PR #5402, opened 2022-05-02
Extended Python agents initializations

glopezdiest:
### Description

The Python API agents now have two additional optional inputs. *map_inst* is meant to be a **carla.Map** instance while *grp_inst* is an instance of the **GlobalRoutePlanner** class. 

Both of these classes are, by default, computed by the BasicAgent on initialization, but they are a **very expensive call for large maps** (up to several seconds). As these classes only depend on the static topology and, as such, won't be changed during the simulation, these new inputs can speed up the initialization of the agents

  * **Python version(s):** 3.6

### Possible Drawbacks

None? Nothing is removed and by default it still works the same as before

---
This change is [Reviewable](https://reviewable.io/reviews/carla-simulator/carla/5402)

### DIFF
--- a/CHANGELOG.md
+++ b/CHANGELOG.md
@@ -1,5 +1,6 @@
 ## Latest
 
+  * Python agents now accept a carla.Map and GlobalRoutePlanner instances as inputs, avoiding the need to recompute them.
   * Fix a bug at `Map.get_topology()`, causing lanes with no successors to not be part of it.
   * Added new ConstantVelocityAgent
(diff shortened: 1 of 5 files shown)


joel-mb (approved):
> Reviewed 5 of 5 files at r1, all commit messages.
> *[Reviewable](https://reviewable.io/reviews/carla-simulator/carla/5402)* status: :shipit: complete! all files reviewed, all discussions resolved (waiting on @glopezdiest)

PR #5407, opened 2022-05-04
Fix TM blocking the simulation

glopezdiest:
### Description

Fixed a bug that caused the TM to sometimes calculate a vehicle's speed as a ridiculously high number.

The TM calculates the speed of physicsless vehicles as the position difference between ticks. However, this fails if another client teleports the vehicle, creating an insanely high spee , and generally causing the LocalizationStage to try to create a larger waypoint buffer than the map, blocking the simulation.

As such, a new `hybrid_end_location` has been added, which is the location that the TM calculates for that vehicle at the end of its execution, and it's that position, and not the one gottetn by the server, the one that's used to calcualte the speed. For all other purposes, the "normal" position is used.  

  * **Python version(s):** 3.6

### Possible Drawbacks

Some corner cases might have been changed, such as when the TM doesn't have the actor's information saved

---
# # # # #
From the listing above, the lines starting with the one that has "to recompute them." and running through the one that has "all commit messages." should be copied exactly, ends included.

+  * Python agents now accept a carla.Map and GlobalRoutePlanner instances as inputs, avoiding the need to recompute them.
   * Fix a bug at `Map.get_topology()`, causing lanes with no successors to not be part of it.
   * Added new ConstantVelocityAgent
(diff shortened: 1 of 5 files shown)


joel-mb (approved):
> Reviewed 5 of 5 files at r1, all commit messages.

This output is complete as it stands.